Wendelin Home Wendelin

    Wendelin

    Wendelin is convergent platform for Big Data and Machine Learning and a variant of ERP5 with extensions for ndarrays, a core module managing RAM beyond physical limits and interfaces with libraries such as scikit-learn, jupyter, pandas, fluentD or embulk. Wendelin is hosted on SlapOS and uses NEO for data storage allowing to manage the data life cycle from ingestion to commercialisation. It is developed and maintained by Nexedi.

    Wendelin originated from an idea of Jean-Paul Smets and Alexandre Gramfort and was launched by Nexedi at the MariaDB conference in 2014. It is being jointly developped between Nexedi and Télécom ParisTech.

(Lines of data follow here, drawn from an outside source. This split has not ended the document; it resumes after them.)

PR #3571, opened 2024-04-03
fix: [ANDROAPP-6040] Remove scroll to first empty item functionality

xavimolloy:
## Description

## Solution description
## Covered unit test cases
- [x] Smartphone Emulator
- [ ] Tablet Emulator
- [ ] Smartphone
- [ ] Tablet
- [ ] 4.4
- [ ] 5.X - 6.X
- [ ] 7.X
- [ ] 8.X
- [ ] 9.X - 10.X
- [x] 11.X - 13.X
- [ ] Other
## Checklist

### DIFF
--- a/form/src/main/java/org/dhis2/form/ui/Form.kt
+++ b/form/src/main/java/org/dhis2/form/ui/Form.kt
@@ -22,7 +22,6 @@ import androidx.compose.material.icons.outlined.ErrorOutline
 import androidx.compose.runtime.Composable
 import androidx.compose.runtime.LaunchedEffect
 import androidx.compose.runtime.MutableState
-import androidx.compose.runtime.derivedStateOf
 import androidx.compose.runtime.mutableStateOf
 import androidx.compose.runtime.remember
 import androidx.compose.runtime.rememberCoroutineScope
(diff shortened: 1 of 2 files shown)


form/src/main/java/org/dhis2/form/ui/Form.kt
```diff
@@ -90,14 +89,6 @@ fun Form(
...
                 key = { _, fieldUiModel -> fieldUiModel.uid },
             ) { _, section ->
-                val isSectionOpen = remember(section.state) {
-                    derivedStateOf { section.state == SectionState.OPEN }
-                }
-
-                LaunchIfTrue(isSectionOpen.value) {
-                    scrollState.animateScrollToItem(sections.indexOf(section))
-                    focusManager.moveFocusNext(focusNext)
-                }
```
ferdyrod, line 100: I may be wrong and we can discussed this with the team, but I think this should optional and not be removed completely

xavimolloy: Do you mean configurable the ASWA? I think that should be addressed in a different issue if so.

andresmr: I think that this is for all cases. 
There is a use case where we need this for, but with the current form is broken. It's for error handling, when user taps on sync conflicted item it should navigate to the form and scroll to the selected item, as it is not working maybe we can remove this for now and think about how to do it when we fix the other issue: 
image

andresmr (approved):

form/src/main/java/org/dhis2/form/ui/Form.kt
xavimolloy: I did take this into account but as Andres mentions it's not working currently with new form, and the part that I have removed checks for first open section, rather than any error field. I will create an issue to address the sync conflict item.

ferdyrod: Maybe I'm thinking far ahead. Since we're planing to release the form library at some point, would be like to stop automatically scrolling to an open section on all forms?.

xavimolloy: Maybe we could have a conversation with design we want to allow this or not. In this issue I could maybe add it in as a variable similarly to how we did it with the useCompose one. @marcamsn  What do you think?

ferdyrod (approved):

    Wendelin = scikit-learn + NEO

    Wendelin combines the performance of scikit-learn machine learning with NEO distributed storage in order to provide out-of-core processing of large data sets. Main application fields are industrial big data collection, processing and storage. Any industrial problem of prediction can be adressed with Wendelin: mechanical health prediction, intrusion prediction, power prediction, et al. In addition, the support of other NumPy based libraries such as OpenCV or Pandas, allows Wendelin to be used in other fields such as video processing or finance.

    Support Services

    Aside from support, consulting and custom development provided by Nexedi, Wendelin can be extended with open source or proprietary components to fit a given vertical big data market. The Wendelin project is looking for industrial partners willing to adapt Wendelin to more vertical markets and reinvest part of their revenue into Wendelin core and in particular into scikit-learn.

    News

    Architecture

    Wendelin architecture is based on 5 layers:

    • Analytics layer: Wendelin leverages a wide variety of Numpy based analytics libraries such as scikit-learn, Pandas, NLTK, OpenCV-python, etc
    • Storage layer: Wendelin stores native python objects on NEO distributed storage and thus eliminates format conversion steps found in other NoSQL technologies.
    • Elasticity layer: Wendelin distributes data processing scripts on a cluster thanks to ERP5 active python object technology. Scripts are stored on NEO and can be modified in real time without any system restart.
    • Deployment layer: Wendelin deployment is automated thanks to SlapOS mesh computing operating system. Analytics libraries are optimized automatically by SlapOS based on the targert CPU.
    • Infrastructure Layer: Wendelin can be deployed on commodity hardware, private cloud or public cloud.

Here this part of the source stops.